Hewlett Packard Enterprise announced it has acquired Pachyderm, a startup whose open source software automates reproducible machine learning pipelines for large-scale AI applications. The purchase price and terms of the deal were not disclosed.
When it comes to achieving transparent and accurate results for ML projects, the ability to reproduce training data pipelines is important for explainability and compliance. ML models can be difficult to recreate due to the intricacy of managing training datasets, often comprised of high volume and complex data. Once it is time to update models, retraining requires unaltered datasets to maintain accuracy and output, but many changes can occur in this data and its related code on its journey from training to deployment. Pachyderm automates the process of building reproducible ML pipelines through data lineage and versioning capabilities. Its solution is based on a distributed, immutable file system and an execution layer, which are pre-integrated and designed to work together.
“As AI projects become larger and increasingly involve complex data sets, data scientists will need reproducible AI solutions to efficiently maximize their machine learning initiatives, optimize their infrastructure cost, and ensure data is reliable and safe no matter where they are in their AI journey,” said Justin Hotard, executive vice president and general manager, HPC and AI, at HPE. “Pachyderm’s unique reproducible AI software augments HPE’s existing AI-at-scale offerings to automate and accelerate AI and unlock greater opportunities in image, video, and text analysis, generative AI, and other emerging large-language-model needs to realize transformative outcomes.”

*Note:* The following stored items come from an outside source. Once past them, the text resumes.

PR #9330, opened 2022-12-21
feat(storage): rangefilter support in

### LINKED ISSUE #9331: improvement: rangefilter support in
rangefilter need support in function.

zhyass:

## Summary

expr in list => max_expr >= min_list and min_expr <= max_list

Closes #9331

### DIFF
--- a/src/query/storages/index/src/range_filter.rs
+++ b/src/query/storages/index/src/range_filter.rs
@@ -33,6 +33,7 @@ use common_sql::evaluator::Evaluator;
 use common_sql::evaluator::ExpressionMonotonicityVisitor;
 use common_sql::executor::ExpressionOp;
 use common_storages_table_meta::meta::StatisticsOfColumns;
+use itertools::Itertools;
 
 #[derive(Clone)]
 pub struct RangeFilter {
@@ -175,10 +176,9 @@ fn inverse_operator(op: &str) -> Result<&str> {
         "<=" => Ok(">="),
         ">" => Ok("<"),
         ">=" => Ok("<="),
-        "like" | "not like" | "ilike" | "not ilike" => Err(ErrorCode::UnknownException(format!(
-            "cannot inverse the operator: {:?}",
-            op
-        ))),
+        "like" | "not like" | "ilike" | "not ilike" | "in" | "not in" => Err(
+            ErrorCode::UnknownException(format!("cannot inverse the operator: {:?}", op)),
+        ),
         _ => Ok(op),
     }
 }
@@ -626,6 +626,38 @@ impl<'a> VerifiableExprBuilder<'a> {
                 }
                 Err(ErrorCode::UnknownException(
                     "Cannot build atom expression by the operator: not like",
+                ))
+            }
+            "in" => {
+                if let Expression::Constant {
+                    value: DataValue::Struct(vals),
+                    data_type: DataTypeImpl::Struct(t),
+                } = &self.args[1]
+                {
+                    // max_left >= min_right and min_left <= max_right
+                    let types = t.types();
+                    let sorted = vals
+                        .iter()
+                        .zip(types.iter())
+                        .sorted_by_key(|&(val, _)| val)
+                        .collect::<Vec<_>>();
+                    let right_min = Expression::Constant {
+                        value: sorted[0].0.clone(),
+                        data_type: sorted[0].1.clone(),
+                    };
+                    let right_max = Expression::Constant {
+                        value: sorted.last().unwrap().0.clone(),
+                        data_type: sorted.last().unwrap().1.clone(),
+                    };
+
+                    let left_min = self.min_column_expr(0)?;
+                    let left_max = self.max_column_expr(0)?;
+                    return left_max
+                        .gt_eq(&right_min)?
+                        .and(&left_min.lt_eq(&right_max)?);
+                }
+                Err(ErrorCode::UnknownException(
+                    "Cannot build atom expression by the operator: in",
                 ))
             }
             other => Err(ErrorCode::UnknownException(format!(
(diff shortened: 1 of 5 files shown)


src/query/storages/index/src/range_filter.rs
```diff
@@ -628,6 +628,38 @@ impl<'a> VerifiableExprBuilder<'a> {
...
+                {
+                    // max_left >= min_right and min_left <= max_right
+                    let types = t.types();
+                    let sorted = vals
+                        .iter()
+                        .zip(types.iter())
+                        .sorted_by_key(|&(val, _)| val)
+                        .collect::<Vec<_>>();
+                    let right_min = Expression::Constant {
+                        value: sorted[0].0.clone(),
```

HPE says it is expanding its scalable AI portfolio by bringing together its supercomputing technologies and its HPE Machine Learning Development Environment, which the company describes as ML software that enables users to develop, iterate, and scale models from proof-of-concept to production. The company plans to build on these solutions by integrating Pachyderm’s reproducible AI capabilities into a single platform that will automatically refine, prepare, track, and manage repeatable ML processes in the development and training environment.
HPE asserts this integration will enable faster and more accurate deployment of large-scale AI applications with these benefits:
- Data lineage: Visibility on the origin of the data and where it moves over time during the machine learning lifecycle and analytics process to easily trace errors back to the root cause.
- Data versioning: Ability to track different versions of data to understand when data was created or changed at any point in time, to increase efficiency in making any changes.
- Efficient incremental data processing: As data changes over time, only incremental data needs to be processed to update AI applications. Pachyderm makes incremental data processing automatic and efficient.
Use cases for large-scale AI projects include natural language processing, computer vision, and video and image processing across industries such as transportation, manufacturing, life sciences, and defense. Lockheed Martin has deployed Pachyderm’s software and HPE’s Machine Learning Development Environment as part of AI Factory, its foundational AI ecosystem, according to HPE’s release. HPE says leveraging these capabilities has allowed the company to standardize its AI technologies while increasing trust and performance in support of national security missions.
Pachyderm was founded in 2014 by Joe Doliner and Joey Zwicker as a containerized alternative to Hadoop. HPE previously invested in Pachyderm through its venture capital arm, Hewlett Packard Pathfinder, as part of a $28.1 million investment round in February 2022 that also included Microsoft’s M12 and Y Combinator.
HPE’s acquisition of Pachyderm is not subject to regulatory approval and is expected to close this month.